■ Activity
In the records below, find each line with "EntryCollection" and copy it.

■ Information shown
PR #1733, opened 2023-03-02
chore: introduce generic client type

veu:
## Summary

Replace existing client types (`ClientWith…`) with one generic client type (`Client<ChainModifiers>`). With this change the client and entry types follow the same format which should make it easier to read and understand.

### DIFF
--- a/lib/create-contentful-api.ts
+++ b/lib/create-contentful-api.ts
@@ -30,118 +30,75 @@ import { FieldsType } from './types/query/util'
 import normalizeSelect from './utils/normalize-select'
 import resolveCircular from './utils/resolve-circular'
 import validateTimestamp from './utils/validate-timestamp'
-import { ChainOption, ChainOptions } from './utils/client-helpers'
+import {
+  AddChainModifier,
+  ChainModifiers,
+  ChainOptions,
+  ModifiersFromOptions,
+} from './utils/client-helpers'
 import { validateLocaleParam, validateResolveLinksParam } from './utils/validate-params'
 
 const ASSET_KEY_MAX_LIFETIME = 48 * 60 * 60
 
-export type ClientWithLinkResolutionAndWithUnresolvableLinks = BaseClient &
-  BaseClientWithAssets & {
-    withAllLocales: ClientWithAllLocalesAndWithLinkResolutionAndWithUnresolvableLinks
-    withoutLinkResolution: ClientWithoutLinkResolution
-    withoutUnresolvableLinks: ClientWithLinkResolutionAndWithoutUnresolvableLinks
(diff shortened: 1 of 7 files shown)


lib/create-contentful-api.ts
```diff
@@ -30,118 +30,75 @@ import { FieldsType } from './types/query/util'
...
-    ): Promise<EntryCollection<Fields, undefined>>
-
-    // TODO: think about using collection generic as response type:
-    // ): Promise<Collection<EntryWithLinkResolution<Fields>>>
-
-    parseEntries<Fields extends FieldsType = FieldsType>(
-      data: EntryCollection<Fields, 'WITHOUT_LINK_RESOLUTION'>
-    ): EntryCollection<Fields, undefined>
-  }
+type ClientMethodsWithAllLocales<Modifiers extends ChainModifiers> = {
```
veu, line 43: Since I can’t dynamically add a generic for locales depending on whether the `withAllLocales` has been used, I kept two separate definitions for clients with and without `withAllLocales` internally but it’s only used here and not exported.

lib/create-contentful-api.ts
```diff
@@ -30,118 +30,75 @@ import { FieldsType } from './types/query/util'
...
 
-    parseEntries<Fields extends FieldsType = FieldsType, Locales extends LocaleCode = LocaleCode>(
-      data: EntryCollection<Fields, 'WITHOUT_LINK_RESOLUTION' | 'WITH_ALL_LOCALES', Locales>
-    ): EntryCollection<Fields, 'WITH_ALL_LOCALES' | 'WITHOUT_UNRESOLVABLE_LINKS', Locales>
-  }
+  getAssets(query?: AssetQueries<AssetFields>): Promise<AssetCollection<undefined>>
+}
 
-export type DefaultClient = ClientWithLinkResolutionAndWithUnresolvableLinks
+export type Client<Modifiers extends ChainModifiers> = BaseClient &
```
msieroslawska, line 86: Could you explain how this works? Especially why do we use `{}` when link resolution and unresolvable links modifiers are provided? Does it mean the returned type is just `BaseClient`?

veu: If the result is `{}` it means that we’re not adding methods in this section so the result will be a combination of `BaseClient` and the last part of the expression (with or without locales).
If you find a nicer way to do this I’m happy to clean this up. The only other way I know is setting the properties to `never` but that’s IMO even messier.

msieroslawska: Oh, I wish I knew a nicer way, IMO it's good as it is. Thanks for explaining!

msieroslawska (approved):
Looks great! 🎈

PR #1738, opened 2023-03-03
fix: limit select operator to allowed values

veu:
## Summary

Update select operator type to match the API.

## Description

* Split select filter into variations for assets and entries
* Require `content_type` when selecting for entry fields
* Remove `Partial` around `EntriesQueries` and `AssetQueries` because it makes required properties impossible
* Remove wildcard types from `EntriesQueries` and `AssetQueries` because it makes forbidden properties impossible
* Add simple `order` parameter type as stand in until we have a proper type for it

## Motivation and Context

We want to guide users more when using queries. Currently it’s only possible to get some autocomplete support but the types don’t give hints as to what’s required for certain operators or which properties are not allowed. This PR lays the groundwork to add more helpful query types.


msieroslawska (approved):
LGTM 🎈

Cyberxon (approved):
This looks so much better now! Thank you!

---

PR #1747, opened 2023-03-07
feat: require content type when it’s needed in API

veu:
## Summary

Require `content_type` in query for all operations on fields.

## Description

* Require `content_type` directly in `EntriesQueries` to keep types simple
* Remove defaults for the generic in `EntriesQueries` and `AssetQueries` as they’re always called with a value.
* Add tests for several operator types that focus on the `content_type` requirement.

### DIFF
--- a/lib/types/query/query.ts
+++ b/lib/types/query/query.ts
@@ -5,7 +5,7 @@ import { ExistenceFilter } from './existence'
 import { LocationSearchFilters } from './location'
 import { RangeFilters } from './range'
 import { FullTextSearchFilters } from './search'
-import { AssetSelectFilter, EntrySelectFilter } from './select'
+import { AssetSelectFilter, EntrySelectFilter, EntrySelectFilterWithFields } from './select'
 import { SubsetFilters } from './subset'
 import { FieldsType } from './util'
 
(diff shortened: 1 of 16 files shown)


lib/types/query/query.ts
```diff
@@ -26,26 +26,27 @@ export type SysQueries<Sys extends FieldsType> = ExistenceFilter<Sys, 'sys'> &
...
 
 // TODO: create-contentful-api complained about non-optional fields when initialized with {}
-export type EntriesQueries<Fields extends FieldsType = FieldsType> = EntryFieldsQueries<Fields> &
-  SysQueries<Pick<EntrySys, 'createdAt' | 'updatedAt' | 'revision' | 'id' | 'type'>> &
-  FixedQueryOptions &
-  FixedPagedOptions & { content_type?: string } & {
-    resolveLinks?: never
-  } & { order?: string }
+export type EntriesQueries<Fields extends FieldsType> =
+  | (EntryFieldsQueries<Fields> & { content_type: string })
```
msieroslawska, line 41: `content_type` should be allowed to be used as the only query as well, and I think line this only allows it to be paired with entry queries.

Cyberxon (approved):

■ Worked solution
-    ): Promise<EntryCollection<Fields, undefined>>
-      data: EntryCollection<Fields, 'WITHOUT_LINK_RESOLUTION'>
-    ): EntryCollection<Fields, undefined>
-      data: EntryCollection<Fields, 'WITHOUT_LINK_RESOLUTION' | 'WITH_ALL_LOCALES', Locales>
-    ): EntryCollection<Fields, 'WITH_ALL_LOCALES' | 'WITHOUT_UNRESOLVABLE_LINKS', Locales>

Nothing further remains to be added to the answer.